Haskell Concurrent.Channel: What is difference between this two codes?

Question

Why this code

import Control.Monad
import Control.Concurrent
import Control.Concurrent.STM
import Control.Concurrent.STM.TChan

main = do
  ch <- newTChanIO
  forkIO $ consumer ch 0
  forkIO $ consumer ch 1
  ----------------------
  forkIO $ producer ch
  ----------------------
  return ()


producer ch = loop 0
  where
    loop n = do
      atomically $ writeTChan ch n
      threadDelay (10^5 :: Int)
      loop (n+1)


consumer ch n = forever $ do
  v <- atomically $ readTChan ch
  print (n, v)

doesn't behave the same way as

import Control.Monad
import Control.Concurrent
import Control.Concurrent.STM
import Control.Concurrent.STM.TChan

main = do
  ch <- newTChanIO
  forkIO $ consumer ch 0
  forkIO $ consumer ch 1
  ----------------------
  producer ch
  ----------------------
  return ()


producer ch = loop 0
  where
    loop n = do
      atomically $ writeTChan ch n
      threadDelay (10^5 :: Int)
      loop (n+1)


consumer ch n = forever $ do
  v <- atomically $ readTChan ch
  print (n, v)

The latter code's output is

(0,0)
(1,1)
(1,2)
(1,3)
(1,4)
(0,5)
(0,6)
(1,7)
...

But, the former one's output is only

(0,0)

I intended that producer indefinitely add a value to the channel queue ch, and consumer indefinitely take a value from ch.

The latter code acts as well as my intension, but the former one doesn't.

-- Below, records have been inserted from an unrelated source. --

PR #3206, opened 2024-05-05
fix websocket receiving an invalid utf-8 in close frame

KhafraDev:
Closes #3080

### DIFF
--- a/lib/web/websocket/connection.js
+++ b/lib/web/websocket/connection.js
@@ -308,7 +308,7 @@ function onSocketClose () {
   if (result) {
     code = result.code ?? 1005
     reason = result.reason
-  } else if (!ws[kReceivedClose]) {
+  } else if (isClosed(ws) && !ws[kReceivedClose]) {
     // If _The WebSocket
     // Connection is Closed_ and no Close control frame was received by the
     // endpoint (such as could occur if the underlying transport connection
--- a/lib/web/websocket/connection.js
+++ b/lib/web/websocket/connection.js
@@ -305,7 +305,7 @@ function onSocketClose () {
 
   const result = ws[kByteParser].closingInfo
 
-  if (result) {
+  if (result && !result.error) {
     code = result.code ?? 1005
     reason = result.reason
   } else if (!ws[kReceivedClose]) {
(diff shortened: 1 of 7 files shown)


Uzlopak:
But shouldnt 1007 be sent by the server if the message sent by the client is not valid?

KhafraDev:
that's for the server to handle, this is the client

Uzlopak:
So?

The spec says:

> 1007
> 
>       1007 indicates that an endpoint is terminating the connection
>       because it has received data within a message that was not
>       consistent with the type of the message (e.g., non-UTF-8 [[RFC3629](https://datatracker.ietf.org/doc/html/rfc3629)]
>       data within a text message).

So, what happens is, that the websocket server is terminating/closing the websocket conenction, because thes server received invalid data. Where does the spec say, that the client is receiving an invalid frame, and thus returns 1007?

KhafraDev:
I don't totally understand what you are asking:

- The server closes the connection for whatever reason. The close frame it sends has invalid utf-8 as its body.
- The client receives the frame, parses the body, sees it is invalid utf-8.
- The client emits an error.
- The client terminates the connection with the appropriate status code.
- Since the server sent a close frame, it will no longer send data to the client.
- Since the client never receives a response, and the server closed the connection, the status code defaults to `1006`.

That is why the server receives a 1007 status code, but the client receives a 1006 status code. The reason we send a 1007 status code is precisely for that section you linked.

KhafraDev:
I tested with Deno (which has a bug in its implementation) and ws. This matches ws' behavior and the logic makes sense to me.

mcollina (approved):
lgtm

lib/web/websocket/connection.js
```diff
@@ -308,7 +308,7 @@ function onSocketClose () {
   if (result) {
     code = result.code ?? 1005
     reason = result.reason
-  } else if (isClosed(ws) && !ws[kReceivedClose]) {
```
KhafraDev: onSocketClose is called once the socket is closed. By the RFC that means we are in the CLOSED state already, we just haven't set it yet.

KhafraDev:
@Uzlopak PTAL

Uzlopak (approved):
After the last commit I love it.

In the eventlog (ghc-events), block happens on an MVar in producer thread

4775372: cap 0: stopping thread 8 (blocked on an MVar)

Why the former code (forkIO $ producer ch) doesn't indefinitely run.

Answer 1

http://hackage.haskell.org/package/base-4.10.0.0/docs/Control-Concurrent.html#g:12:

In a standalone GHC program, only the main thread is required to terminate in order for the process to terminate. Thus all other forked threads will simply terminate at the same time as the main thread (the terminology for this kind of behaviour is "daemonic threads").

If you want the program to wait for child threads to finish before exiting, you need to program this yourself.

http://chimera.labs.oreilly.com/books/1230000000929/ch07.html#sec_reminders:

[...] This tells us something important about how threads work in Haskell: the program terminates when main returns, even if there are other threads still running. The other threads simply stop running and cease to exist after main returns.